** What you will do **
If a line in the material below has the word "destipaddr", copy it.

>>

PR #603, opened 2018-07-12
Fix log output from uip_icmp6_send function.

debug-ito:
This patch just moves log message output from the beginning to the end of the function.

It prints `UIP_IP_BUF->destipaddr`, but this is updated in the middle of this function. Before this fix, the address was NOT the destination of the ICMPv6 packet, but was whatever destination that previous operation wrote to uip_buf.

### DIFF
--- a/os/net/ipv6/uip-icmp6.c
+++ b/os/net/ipv6/uip-icmp6.c
@@ -253,10 +253,6 @@ uip_icmp6_error_output(uint8_t type, uint8_t code, uint32_t param) {
 void
 uip_icmp6_send(const uip_ipaddr_t *dest, int type, int code, int payload_len)
 {
-  LOG_INFO("Sending ICMPv6 packet to ");
-  LOG_INFO_6ADDR(&UIP_IP_BUF->destipaddr);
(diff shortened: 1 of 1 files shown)


os/net/ipv6/uip-icmp6.c
```diff
@@ -253,10 +253,6 @@ uip_icmp6_error_output(uint8_t type, uint8_t code, uint32_t param) {
 void
 uip_icmp6_send(const uip_ipaddr_t *dest, int type, int code, int payload_len)
 {
-  LOG_INFO("Sending ICMPv6 packet to ");
-  LOG_INFO_6ADDR(&UIP_IP_BUF->destipaddr);
```
yatch: Why don't you replace ` &UIP_IP_BUF->destipaddr` with `dest` here instead of moving the three lines to the bottom?

debug-ito: There is no strong reason for that. Passing `dest` is ok for me, too.

However, I think printing `UIP_IP_BUF->destipaddr` (after being updated) is more true to this function's behavior observed from outside. Correctness of printing `dest` depends on the fact that the function copies it to `UIP_IP_BUF->destipaddr`.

<<

** Exercise solution **
It prints `UIP_IP_BUF->destipaddr`, but this is updated in the middle of this function. Before this fix, the address was NOT the destination of the ICMPv6 packet, but was whatever destination that previous operation wrote to uip_buf.
-  LOG_INFO_6ADDR(&UIP_IP_BUF->destipaddr);
-  LOG_INFO_6ADDR(&UIP_IP_BUF->destipaddr);
yatch: Why don't you replace ` &UIP_IP_BUF->destipaddr` with `dest` here instead of moving the three lines to the bottom?
However, I think printing `UIP_IP_BUF->destipaddr` (after being updated) is more true to this function's behavior observed from outside. Correctness of printing `dest` depends on the fact that the function copies it to `UIP_IP_BUF->destipaddr`.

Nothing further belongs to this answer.